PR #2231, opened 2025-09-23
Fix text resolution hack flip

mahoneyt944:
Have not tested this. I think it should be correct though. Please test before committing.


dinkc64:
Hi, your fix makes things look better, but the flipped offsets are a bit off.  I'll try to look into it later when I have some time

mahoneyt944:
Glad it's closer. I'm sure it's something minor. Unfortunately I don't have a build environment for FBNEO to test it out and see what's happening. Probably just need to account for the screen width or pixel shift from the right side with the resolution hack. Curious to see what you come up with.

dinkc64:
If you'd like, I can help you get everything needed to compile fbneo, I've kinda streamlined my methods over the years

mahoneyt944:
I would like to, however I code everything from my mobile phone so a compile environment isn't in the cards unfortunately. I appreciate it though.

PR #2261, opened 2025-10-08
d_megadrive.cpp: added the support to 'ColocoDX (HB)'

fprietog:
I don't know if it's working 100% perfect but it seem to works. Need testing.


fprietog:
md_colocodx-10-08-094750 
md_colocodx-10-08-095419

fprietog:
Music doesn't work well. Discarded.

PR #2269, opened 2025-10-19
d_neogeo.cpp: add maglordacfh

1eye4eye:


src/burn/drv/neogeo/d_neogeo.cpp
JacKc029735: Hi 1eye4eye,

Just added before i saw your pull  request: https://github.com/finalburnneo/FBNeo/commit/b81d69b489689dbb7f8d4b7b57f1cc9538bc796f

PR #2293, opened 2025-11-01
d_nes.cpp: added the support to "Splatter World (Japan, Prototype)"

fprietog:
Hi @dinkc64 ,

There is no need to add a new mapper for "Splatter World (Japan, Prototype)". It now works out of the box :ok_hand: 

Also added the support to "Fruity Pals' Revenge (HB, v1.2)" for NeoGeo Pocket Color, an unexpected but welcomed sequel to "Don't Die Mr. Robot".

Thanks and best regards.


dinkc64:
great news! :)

==

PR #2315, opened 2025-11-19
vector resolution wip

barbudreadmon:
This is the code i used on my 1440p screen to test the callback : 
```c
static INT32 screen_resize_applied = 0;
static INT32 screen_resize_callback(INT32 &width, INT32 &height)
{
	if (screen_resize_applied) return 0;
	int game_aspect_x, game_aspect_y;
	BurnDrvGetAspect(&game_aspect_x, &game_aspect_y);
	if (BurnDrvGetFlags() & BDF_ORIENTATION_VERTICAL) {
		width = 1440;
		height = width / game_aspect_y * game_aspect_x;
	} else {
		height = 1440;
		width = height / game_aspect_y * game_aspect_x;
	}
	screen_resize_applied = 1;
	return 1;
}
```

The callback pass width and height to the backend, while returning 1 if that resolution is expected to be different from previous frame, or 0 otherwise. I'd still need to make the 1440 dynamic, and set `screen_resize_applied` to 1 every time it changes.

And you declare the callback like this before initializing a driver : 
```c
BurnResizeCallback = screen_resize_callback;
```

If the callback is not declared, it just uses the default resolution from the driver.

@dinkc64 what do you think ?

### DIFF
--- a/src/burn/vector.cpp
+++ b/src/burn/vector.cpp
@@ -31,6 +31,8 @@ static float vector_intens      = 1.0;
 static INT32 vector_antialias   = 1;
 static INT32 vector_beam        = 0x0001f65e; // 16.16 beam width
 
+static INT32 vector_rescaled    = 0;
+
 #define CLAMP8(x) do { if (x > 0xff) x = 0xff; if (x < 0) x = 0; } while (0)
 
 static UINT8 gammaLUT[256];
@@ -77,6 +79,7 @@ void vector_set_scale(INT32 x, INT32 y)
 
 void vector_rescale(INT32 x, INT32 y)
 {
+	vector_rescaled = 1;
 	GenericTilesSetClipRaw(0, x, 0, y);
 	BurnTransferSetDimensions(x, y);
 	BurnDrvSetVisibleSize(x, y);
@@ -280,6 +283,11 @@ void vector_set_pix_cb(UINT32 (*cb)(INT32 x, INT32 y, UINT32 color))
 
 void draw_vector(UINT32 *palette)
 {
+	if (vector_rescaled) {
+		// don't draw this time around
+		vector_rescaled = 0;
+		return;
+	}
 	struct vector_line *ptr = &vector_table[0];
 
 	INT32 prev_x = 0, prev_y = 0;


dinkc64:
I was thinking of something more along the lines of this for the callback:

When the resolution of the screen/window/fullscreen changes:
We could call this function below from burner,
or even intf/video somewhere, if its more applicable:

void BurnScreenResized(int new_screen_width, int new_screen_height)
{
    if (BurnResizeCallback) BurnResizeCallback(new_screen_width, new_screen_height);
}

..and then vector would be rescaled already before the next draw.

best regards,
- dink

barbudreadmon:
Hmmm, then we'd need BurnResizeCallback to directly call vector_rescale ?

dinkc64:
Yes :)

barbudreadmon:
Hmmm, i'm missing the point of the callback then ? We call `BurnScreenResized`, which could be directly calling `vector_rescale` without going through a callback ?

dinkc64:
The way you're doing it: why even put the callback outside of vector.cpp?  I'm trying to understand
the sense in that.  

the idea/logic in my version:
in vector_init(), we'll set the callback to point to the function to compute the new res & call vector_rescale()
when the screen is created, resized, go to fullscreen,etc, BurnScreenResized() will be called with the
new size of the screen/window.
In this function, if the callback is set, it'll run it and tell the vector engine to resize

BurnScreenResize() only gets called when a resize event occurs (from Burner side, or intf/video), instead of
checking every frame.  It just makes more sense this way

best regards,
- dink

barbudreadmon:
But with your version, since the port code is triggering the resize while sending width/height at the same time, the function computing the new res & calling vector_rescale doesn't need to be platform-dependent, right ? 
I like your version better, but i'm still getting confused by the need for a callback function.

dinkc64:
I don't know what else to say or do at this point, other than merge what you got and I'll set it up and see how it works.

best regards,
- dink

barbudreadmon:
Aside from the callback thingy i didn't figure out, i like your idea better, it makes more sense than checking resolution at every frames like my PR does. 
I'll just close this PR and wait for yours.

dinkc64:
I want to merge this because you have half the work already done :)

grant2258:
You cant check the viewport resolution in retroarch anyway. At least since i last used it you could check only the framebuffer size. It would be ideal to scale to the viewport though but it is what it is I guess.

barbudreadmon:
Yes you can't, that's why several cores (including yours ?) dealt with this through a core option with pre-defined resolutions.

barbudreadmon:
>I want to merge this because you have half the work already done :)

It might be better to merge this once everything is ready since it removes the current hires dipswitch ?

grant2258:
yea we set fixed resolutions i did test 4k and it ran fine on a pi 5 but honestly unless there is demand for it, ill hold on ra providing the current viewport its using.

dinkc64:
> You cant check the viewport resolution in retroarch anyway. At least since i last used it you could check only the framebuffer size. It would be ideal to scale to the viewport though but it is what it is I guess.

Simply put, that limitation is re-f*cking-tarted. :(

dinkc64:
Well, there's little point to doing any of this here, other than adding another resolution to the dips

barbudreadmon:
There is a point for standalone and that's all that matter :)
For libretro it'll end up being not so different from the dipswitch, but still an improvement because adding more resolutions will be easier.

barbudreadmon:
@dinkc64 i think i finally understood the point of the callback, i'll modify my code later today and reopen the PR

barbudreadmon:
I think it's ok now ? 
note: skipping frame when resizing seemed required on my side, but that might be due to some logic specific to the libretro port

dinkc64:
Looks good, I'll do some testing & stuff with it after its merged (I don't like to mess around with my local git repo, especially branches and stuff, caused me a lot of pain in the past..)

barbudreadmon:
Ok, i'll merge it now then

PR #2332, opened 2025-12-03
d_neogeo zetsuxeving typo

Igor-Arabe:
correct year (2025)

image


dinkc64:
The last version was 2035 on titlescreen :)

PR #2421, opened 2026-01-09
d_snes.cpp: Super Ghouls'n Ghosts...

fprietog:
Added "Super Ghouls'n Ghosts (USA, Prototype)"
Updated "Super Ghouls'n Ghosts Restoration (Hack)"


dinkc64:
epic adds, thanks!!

What to work on >> Take from the material above every line that includes the word "through".

Task answer >>
Hmmm, i'm missing the point of the callback then ? We call `BurnScreenResized`, which could be directly calling `vector_rescale` without going through a callback ?
Yes you can't, that's why several cores (including yours ?) dealt with this through a core option with pre-defined resolutions.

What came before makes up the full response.